Ellen Levy

Author of
A Book About Ray (MIT Press, 2024)
Criminal Ingenuity: Moore, Cornell, Ashbery, and the Struggle Between the Arts
(Oxford Univ Press, 2011)

Ellen Levy is the author of Criminal Ingenuity: Moore, Cornell, and the Struggle Between the Arts (Oxford UP) and essays and reviews on poetry, the visual arts, theater, and film for journals and magazines like Dissent, Genre,Modernism/Modernity, The Nation, and Twentieth-Century Literature. She has taught at Pratt Institute, the School of Visual Arts, and Vanderbilt University.

Instagram / www.abookaboutray.com

 
 
 

Books BY ELLEN LEVY

A Book About Ray (MIT Press, 2024)

The first full-career survey of the idiosyncratic life and work of Ray Johnson, a collagist, performance artist, and pioneer of mail art.

PRAISE:

“To survey the densely entangled life and work of Ray Johnson, one needs an agile and surefooted guide like Ellen Levy. Building in new directions on the unfinished work of scholar and archivist Bill Wilson, Levy has coaxed out of letters, mailers, and collages a cohesive Ray—an artist as profound, prolific, and slippery as they come. Her book is an achievement of the first order and a fabulous read.” — Caitlin Haskell, Gary C. and Frances Comer Curator, Modern and Contemporary Art, and Director of Ray Johnson Collection and Research, The Art Institute of Chicago

“I was a bit player in Ray Johnson’s world of enigma and constant surprises for three decades but only now, reading Ellen Levy’s masterful exegesis of both his public and private life do I feel I know him. She seamlessly connects his life performance to the web of allusions in his work and reveals the full scope of his germinating influence on pop art as well as being the genius who turned the US Postal Service into an art medium. Though he was famously unknown in his lifetime because he defied the art “market,” Levy’s A Book about Ray ensures he is now both famous and fully known. Brava!” — Michael Findlay, Director of Acquavella Galleries

 
 
 
 

Criminal Ingenuity: Moore, Cornell, Ashbery, and the Struggle Between the Arts (Oxford Univ Press, 2011)

PRAISE:

From Prudence Peiffer, “Ellen Levy’s Criminal Ingenuity,” Artform 51.3 (November 2012): “Enter Ellen Levy, whose dense but rewarding book is something like the bag of chips at the intellectual cocktail party: It avoids glamour for crisp pithiness and it fuels the gathering of luminaries it serves, even as it leaves one hungry for more.
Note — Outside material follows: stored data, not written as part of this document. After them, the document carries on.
PR #446, opened 2017-08-16
[nextercism] Implement prepare command

### LINKED ISSUE #418: nextercism: implement prepare command

Command name: `prepare` (alias `p`).
`cmd/prepare.go`.

I was going to call this `setup`, but then it crashes with the alias for `submit`.

## Prepare the Exercism CLI

```
$ exercism prepare
```

The CLI ships with default messaging, but will call the `/cli/settings` endpoint on the API to get updated copy.

This will let us update copy without releasing a new version of the CLI, perform A/B tests, and translate the CLI to other (human) languages.

Store the timestamp/version of the latest download in the config. The API will provide a header on all responses containing the version of the latest settings, which will allow us to auto-update these when they're outdated.

We need to implement a user setting that lets people explicitly turn off auto-update.

## Prepare a language track

```
$ exercism prepare haskell
```

Call the API to get a list of files to download and settings to store for a language track.

The files live in the `global` directory in the track repository. This is useful in the case where we need a harness or some shims in order to do Exercism exercises in that language, or where there is no official testing library or package management system to deliver them.

The settings are things like the `test_pattern` from the track's `config.json` so that we don't auto-upload the tests when someone submits a whole directory.

Store the timestamp of the latest download. The API will provide a header on all responses containing the version of the latest settings, which will allow us to auto-update these when they're outdated.

kytrinyx:
The prepare command will eventually need other things, but I don't know what they are yet. For now, we're just getting the test pattern from the track config so that we can filter files out when we submit them.

The prepare logic will also need to be called from the submit command in the case where we don't have the settings for the track yet. We need this when someone submits a solution by indicating a directory rather than a list of files, so that we can filter out files that shouldn't be submitted.

Closes #418 though I will be opening a new issue to deal with the auto-checking of last version etc, which still needs some hashing out.

We are also hashing out the details of the files to download during track setup (https://github.com/exercism/gnu-apl/pull/6). Once we've got that sorted, I'll open an issue describing what needs to be done.

### DIFF
--- a/cmd/prepare.go
+++ b/cmd/prepare.go
@@ -1,8 +1,12 @@
 package cmd
 
 import (
+	"errors"
 	"fmt"
+	"net/http"
 
+	"github.com/exercism/cli/api"
+	"github.com/exercism/cli/config"
 	"github.com/spf13/cobra"
 )
 
@@ -10,7 +14,7 @@ import (
 var prepareCmd = &cobra.Command{
 	Use:     "prepare",
 	Aliases: []string{"p"},
-	Short:   "Prepare does generic setup for Exercism and its tracks.",
+	Short:   "Prepare does setup for Exercism and its tracks.",
 	Long: `Prepare downloads settings and dependencies for Exercism and the language tracks.
 
 When called without any arguments, this downloads all the copy for the CLI so we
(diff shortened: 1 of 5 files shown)


kytrinyx:
This is now ready for review.

PR #448, opened 2017-08-16
[nextercism] Implement workspace command

### LINKED ISSUE #413: nextercism: implement workspace command

Command name: `workspace` (alias `w`).
`cmd/workspace.go`.

This outputs the path to the user's workspace directory.

To get this value, load up a `config.NewUserConfig()`, which has a `Workspace` field.

kytrinyx:
This adds a simple `workspace` command that outputs the absolute path to the Exercism workspace. This can be composed with the `cd` command on Mac, Linux, or in Windows Powershell in order to take the user straight there.

```
cd $(exercism workspace)
```

Closes #413

### DIFF
--- a/cmd/workspace.go
+++ b/cmd/workspace.go
@@ -3,6 +3,7 @@ package cmd
 import (
 	"fmt"
 
+	"github.com/exercism/cli/config"
 	"github.com/spf13/cobra"
 )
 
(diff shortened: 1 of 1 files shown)


cmd/workspace.go
```diff
@@ -15,16 +16,18 @@ var workspaceCmd = &cobra.Command{
 
 This command can be combined with shell commands to take you there.
 
-For example, on Linux or MacOS you can run:
+For example you can run:
```
nywilken: I think the descriptions  could be reworded. I recommend something like

> Short: Workspace outputs the path to your configured Exercism workspace.  
> Long: ` Workspace outputs a normalized version of the configured Exercism workspace path that can be used for scripting. `

robphoenix: I don't think the repetition of `workspace` sounds right, and I'd change `outputs` to `prints out`, so maybe `Print out the path to your Exercism workspace.`?

nywilken: @robphoenix your version reads better.

kytrinyx:
I've given some new wording a go. Would you take one last look at this to see if it reads nicely?

cmd/workspace.go
```diff
@@ -3,28 +3,32 @@ package cmd
...
 
     cd $(exercism workspace)
 
-On Windows, the equivalent command is:
-
-    TODO ask @exercism/windows for help
+On Windows, this command works in Powershell, however you would need to
```
robphoenix: This reference to `this command` may be confusing as to whether it is referring to the workspace command or the `cd ...` command above. Maybe `On Windows, this will work only with Powershell, however ...`

kytrinyx: Nice, yeah that's better.

kytrinyx:
I'll merge this when it goes green. I imagine we'll want to nitpick on all the wording for the entire CLI once we see it in action.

Levy focuses on the relative wallflowers at the American modernist party, via the poets Marianne Moore and Ashbery and the artist Joseph Cornell. (True to form, O’Hara is a blurred figure passing across the lens of many discussions.) All three, Levy argues, share a special status as insider/outsider with respect to the establishment. They were unaligned powers, owing fealty neither to literature nor visual art, and their work hovers on the threshold between word and image, sampling from both when neither had clinched hierarchal dominance. In standing outside the historical struggle between the arts, these figures still managed to define, or offer a counterdefinition of, their historical moment. Levy stakes her claims against the foil of the “institution,” a term that for her in fact connotes an amalgam of institutions—the people and vested parties in both disciplines that, at the time, were bent upon autonomy—while suspending her own argument in the hybrid space between the arts. She reads art’s broader institutions as if they were individual works of art, split between two myths of autonomy: poetry’s distance from commodity, an ostensible result of its academic disinterestedness, and visual art’s direct accessibility to experience.”